[Stored data entries]
Issue #199, opened 2026-05-21
Apparent incorrect definition of `prepend`


dkachuma:
Looking at [camp.hpp:45-48](https://github.com/llnl/camp/blob/main/include/camp/camp.hpp#L45-L48), I'm surprised that `prepend` looks like `append`. I was expecting
```cpp
template <typename... Elements, typename T>
struct prepend<list<Elements...>, T> {
  using type = list<T, Elements...>;
};
```

trws:
Wow, that's clearly a mistake on my part.  Would you like to put that up as a PR so you get credit for it?

dkachuma:
> Wow, that's clearly a mistake on my part. Would you like to put that up as a PR so you get credit for it?

I can create a fork. Not sure if you're able to merge PRs from forks.

PR #200, opened 2026-05-22
Fix prepend

dkachuma:
Bug Fix in prepend (`include/camp/camp.hpp`):
Corrects the logic for the prepend metaprogramming function. Previously, it was incorrectly appending the type T to the end of the list (`list<Elements..., T>`). The patch fixes this so it properly prepends T to the front of the list (`list<T, Elements...>`).

Added unit tests for `prepend`, `append` and `extend`.

#199


rhornung67:
@dkachuma thank you for the contribution. I pulled the PR branch from your fork into the camp repo for review. It is here: https://github.com/llnl/camp/pull/201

__EXERCISE DESCRIPTION__. Scan the entries above for the word "https", then copy every line in which it occurs.

__RESULT FOR THIS EXERCISE__.
Looking at [camp.hpp:45-48](https://github.com/llnl/camp/blob/main/include/camp/camp.hpp#L45-L48), I'm surprised that `prepend` looks like `append`. I was expecting
@dkachuma thank you for the contribution. I pulled the PR branch from your fork into the camp repo for review. It is here: https://github.com/llnl/camp/pull/201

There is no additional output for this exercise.